BILL FAY: That's right; his dad had them before the reissues that you mentioned. I mean, I'd been deleted for 27 years up to that point. You get used to home recording when you've been deleted for 27 years. Like I said to a recent music magazine — I think it's been referred to as a comeback album — you can't make a comeback album unless you arrive in the first place. I'm getting a little bit worried that I'm coming close to arriving.

One song that stands out for me is "City of Dreams," which tells the tale of a street sweeper. Who is he?

That's a 15-year-old song, first off. In one sense, the street sweeper is myself. The street sweeper is kind of looking up at the sky, the clouds, seeing through the city of dreams. He's looking for something more real and he's looking for a change. So, I'm kind of identifying with the street sweeper in this song.

You have a listener in your young producer, who knew who you were because he heard your music when he was a kid. But, there's a whole generation of listeners out there who don't know about you. This music is aimed at them — how do you think they'll like it?

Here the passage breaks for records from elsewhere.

PR #2523, opened 2025-09-23
Initial TE NVFP4 recipe support

riccardofelluga:
This PR changes the input checks to enable NVFP4 using TE executor after PR https://github.com/NVIDIA/TransformerEngine/pull/2177 will be merged. 

This change makes Thunder ready to accept NVFP4 recipe, however a follow-up PR will be needed to add tests when the recipe API will be finalized on TE side(i.e. when their PR will merge) 

cc. @ksivaman shape requirement for the last dimension changed to be half of MXFP8. 

To test with the latest TransformerEngine repo on branch `nvfp4_recipe`(https://github.com/ksivaman/TransformerEngine-1/tree/nvfp4_recipe) run the snippet here:

```python
import torch
import thunder

from thunder.executors.transformer_engineex import transformer_engine_ex, TransformerEngineTransform
from transformer_engine.common import recipe

def nvfp4_vanilla():
    nvfp4_recipe = recipe.NVFP4BlockScaling()
    nvfp4_recipe.fp4_quant_fwd_inp = recipe.QParams()
    nvfp4_recipe.fp4_quant_fwd_weight = recipe.QParams()
    nvfp4_recipe.fp4_quant_bwd_grad = recipe.QParams()
    return nvfp4_recipe

fp8_recipe = nvfp4_vanilla()

def foo(x, w):
    return thunder.torch.linear(x, w)

device = "cuda"
x = torch.randn(32, 32, device=device, requires_grad=True)
w = torch.randn(32, 32, device=device, requires_grad=True)

cfunc = thunder.jit(
    foo,
    executors=[transformer_engine_ex],
    transforms=[TransformerEngineTransform()],
)

with te.fp8_autocast(fp8_recipe=fp8_recipe):
    out = cfunc(x, w)

print(out)

print(thunder.last_traces(cfunc)[-1])
```

### DIFF
--- a/thunder/executors/transformer_engineex_impl.py
+++ b/thunder/executors/transformer_engineex_impl.py
@@ -282,7 +282,10 @@ def _linear_checker(
             return shape[0] % MXFP8_BLOCK_SCALING_SIZE == 0 and shape[1] % MXFP8_BLOCK_SCALING_SIZE == 0
 
         if hasattr(fp8_recipe, "nvfp4") and fp8_recipe.nvfp4():
-            return shape[0] % MXFP8_BLOCK_SCALING_SIZE == 0 and shape[1] % MXFP8_BLOCK_SCALING_SIZE / 2 == 0
+            import math
+            from transformer_engine.pytorch.constants import NVFP4_BLOCK_SCALING_SIZE
+            # https://github.com/ksivaman/TransformerEngine-1/blob/1af7dd88aae5afb45e82148089038e1d1de9675d/transformer_engine/pytorch/tensor/nvfp4_tensor.py#L176-L184 
+            return len(shape) > 2 and shape[-1] % NVFP4_BLOCK_SCALING_SIZE == 0 and math.prod(shape[:-1]) % NVFP4_BLOCK_SCALING_SIZE == 0
 
         return False
 
--- a/thunder/executors/transformer_engineex_impl.py
+++ b/thunder/executors/transformer_engineex_impl.py
@@ -271,6 +271,18 @@ def _linear_checker(
 
     fp8_recipe = FP8GlobalStateManager.get_fp8_recipe()
 
+    import transformer_engine.common.recipe as recipe
+
+    suported_recipes = [recipe.DelayedScaling, recipe.MXFP8BlockScaling]
+    if hasattr(recipe, "NVFP4BlockScaling"):
+        suported_recipes.append(recipe.NVFP4BlockScaling)
+
+    if not isinstance(fp8_recipe, suported_recipes):
+        import warnings
+
+        warnings.warn(f"{type(fp8_recipe)} is not supported by TE executor, TE wont be used.")
+        return False
+
     def check_valid_fp8_shapes(a):
         # DelayedScaling and MXFP8BlockScaling have different shape requirements.
         if fp8_recipe.delayed():
--- a/thunder/executors/transformer_engineex_impl.py
+++ b/thunder/executors/transformer_engineex_impl.py
@@ -277,7 +277,7 @@ def _linear_checker(
     if hasattr(recipe, "NVFP4BlockScaling"):
         suported_recipes.append(recipe.NVFP4BlockScaling)
 
-    if not isinstance(fp8_recipe, suported_recipes):
+    if not isinstance(fp8_recipe, tuple(suported_recipes)):
         import warnings
 
         warnings.warn(f"{type(fp8_recipe)} is not supported by TE executor, TE wont be used.")
--- a/thunder/executors/transformer_engineex_impl.py
+++ b/thunder/executors/transformer_engineex_impl.py
@@ -1,5 +1,6 @@
 import time
 from typing import TYPE_CHECKING
+import warnings
 
 import torch.distributed as torch_dist
 
@@ -27,6 +28,7 @@ if TYPE_CHECKING:
     from thunder.core.proxies import TensorProxy
 
 import transformer_engine.pytorch as te
+import transformer_engine.common.recipe as te_recipe
 from transformer_engine.pytorch.constants import MXFP8_BLOCK_SCALING_SIZE
 from transformer_engine.pytorch.fp8 import (
     _amax_and_scale_update,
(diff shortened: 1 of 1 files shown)


thunder/executors/transformer_engineex_impl.py
```diff
@@ -276,9 +276,15 @@ def check_valid_fp8_shapes(a):
         if fp8_recipe.delayed():
             return check_dim_for_fp8_exec(a)
 
-        assert fp8_recipe.mxfp8()
```
kshitij12345, line 279: Removing this assert also means that we support - 

https://docs.nvidia.com/deeplearning/transformer-engine/user-guide/api/common.html#transformer_engine.common.recipe.Float8CurrentScaling

https://docs.nvidia.com/deeplearning/transformer-engine/user-guide/api/common.html#transformer_engine.common.recipe.Float8BlockScaling

Looking at the PR title and description, I think we should `assert recipe in (mxfp8, nvfp4)` and support the above recipes later.

thunder/executors/transformer_engineex_impl.py
```diff
@@ -276,9 +276,15 @@ def check_valid_fp8_shapes(a):
...
         shape = a.shape
-        return shape[0] % MXFP8_BLOCK_SCALING_SIZE == 0 and shape[1] % MXFP8_BLOCK_SCALING_SIZE == 0
+
+        if fp8_recipe.mxfp8():
+            return shape[0] % MXFP8_BLOCK_SCALING_SIZE == 0 and shape[1] % MXFP8_BLOCK_SCALING_SIZE == 0
+
+        if hasattr(fp8_recipe, "nvfp4") and fp8_recipe.nvfp4():
+            return shape[0] % MXFP8_BLOCK_SCALING_SIZE == 0 and shape[1] % MXFP8_BLOCK_SCALING_SIZE / 2 == 0
```
kshitij12345: It would be great if you can link the relevant shape check code from TE [PR](https://github.com/NVIDIA/TransformerEngine/pull/2177). I couldn't find the relevant bit after a quick glance.

thunder/executors/transformer_engineex_impl.py
riccardofelluga: I've removed the assert in favor of the if statements and a default return False statement for the function. Maybe it'd be cleaner to do the recipe check earlier before looking at the input shape. 

The `assert recipe in (mxfp8, nvfp4)` would stop the program in case the recipe is not supported, would it be better maybe to just have the checker to return False and not use TE linear instead?

kshitij12345: > Maybe it'd be cleaner to do the recipe check earlier before looking at the input shape.

Yes, that sounds better.

> would it be better maybe to just have the checker to return False and not use TE linear instead?

IMO it would be better if the user knows upfront that the given recipe is unsupported than inspecting the trace and trying to figure out why the linear were not replaced.

riccardofelluga: > IMO it would be better if the user knows upfront that the given recipe is unsupported than inspecting the trace and trying to figure out why the linear were not replaced

Hmm yess that is true, tho the same should be valid for the other executors like cudnn, so maybe a warning might be enough?

kshitij12345: As long as user knows that this recipe won't work (via warning or error), it should be fine.

thunder/executors/transformer_engineex_impl.py
```diff
@@ -271,14 +271,40 @@ def _view_input_as_2d(x):
 
     fp8_recipe = FP8GlobalStateManager.get_fp8_recipe()
 
+    import transformer_engine.common.recipe as recipe
+
+    suported_recipes = [recipe.DelayedScaling, recipe.MXFP8BlockScaling]
```
kshitij12345: `suported_recipes` -> `supported_recipes`

Also, `supported_recipes` can already be a tuple, so that we don't need to construct a tuple below.

thunder/executors/transformer_engineex_impl.py
```diff
@@ -271,14 +271,40 @@ def _view_input_as_2d(x):
 
     fp8_recipe = FP8GlobalStateManager.get_fp8_recipe()
 
+    import transformer_engine.common.recipe as recipe
```
kshitij12345: It would be nicer to import at module level.

thunder/executors/transformer_engineex_impl.py
```diff
@@ -271,14 +271,40 @@ def _view_input_as_2d(x):
...
+
+    suported_recipes = [recipe.DelayedScaling, recipe.MXFP8BlockScaling]
+    if hasattr(recipe, "NVFP4BlockScaling"):
+        suported_recipes.append(recipe.NVFP4BlockScaling)
+
+    if not isinstance(fp8_recipe, tuple(suported_recipes)):
+        import warnings
```
kshitij12345: It would be nicer to import at module level.

thunder/executors/transformer_engineex_impl.py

I don't look at it like that. Your aim is to kind of fulfill the song and how it feels to you. I think Joshua would agree that we were aiming to produce an album that we really felt for. We are only listeners anyways ... if we feel for it, then chances are someone else will feel for it. That's the power of music, isn't it? What will happen to it — I can't really reach that, Linda. I don't kind of think like that. I'm a bit taken back by even sitting here talking to you.

Let's talk about the "Cosmic Concerto," which is on the Life Is People recording. What's the story that you're telling here?

When I was on holidays with my dad as a kid, we'd sit in seaside cafes and he'd watch people walking by. ... He was astonished at it and he would say, 'Life is people.' That was quite emotional for me, to sort of have him on board so to speak on his own view on life.

Are you ready to get back into it — touring, promotion, record contracts, all of the stuff that goes along with a new record these days?

[Laughing] No, I should just go back to what I've always done — go back to the pile of songs in progress and, just quietly in the corner of the room, work on songs.